* _What is required_: Starting at the top of the records, output every line through the one that contains "It is useful", keeping each exactly as it appears.

=== Section Start ===

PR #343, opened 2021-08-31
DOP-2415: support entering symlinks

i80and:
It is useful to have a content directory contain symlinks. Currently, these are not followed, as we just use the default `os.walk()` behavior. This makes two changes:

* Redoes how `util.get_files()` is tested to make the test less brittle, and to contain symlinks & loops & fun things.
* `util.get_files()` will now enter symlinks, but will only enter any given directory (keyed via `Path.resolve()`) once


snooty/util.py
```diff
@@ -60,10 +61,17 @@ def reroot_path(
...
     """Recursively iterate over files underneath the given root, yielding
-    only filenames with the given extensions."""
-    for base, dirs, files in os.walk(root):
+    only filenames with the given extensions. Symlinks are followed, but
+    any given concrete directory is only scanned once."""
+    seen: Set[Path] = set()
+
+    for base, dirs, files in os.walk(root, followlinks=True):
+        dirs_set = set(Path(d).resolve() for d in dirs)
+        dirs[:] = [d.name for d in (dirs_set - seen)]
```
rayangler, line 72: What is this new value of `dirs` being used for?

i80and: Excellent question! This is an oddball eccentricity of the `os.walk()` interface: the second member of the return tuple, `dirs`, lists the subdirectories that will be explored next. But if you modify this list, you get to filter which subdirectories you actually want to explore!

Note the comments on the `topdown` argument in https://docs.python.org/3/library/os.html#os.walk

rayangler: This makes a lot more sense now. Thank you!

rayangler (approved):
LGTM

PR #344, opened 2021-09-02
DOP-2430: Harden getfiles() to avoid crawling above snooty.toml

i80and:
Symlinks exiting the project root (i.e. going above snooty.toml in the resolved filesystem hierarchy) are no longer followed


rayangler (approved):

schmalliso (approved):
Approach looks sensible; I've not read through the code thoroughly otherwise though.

=== Section End ===

* _Solution for this exercise_:
PR #343, opened 2021-08-31
DOP-2415: support entering symlinks

i80and:
It is useful to have a content directory contain symlinks. Currently, these are not followed, as we just use the default `os.walk()` behavior. This makes two changes:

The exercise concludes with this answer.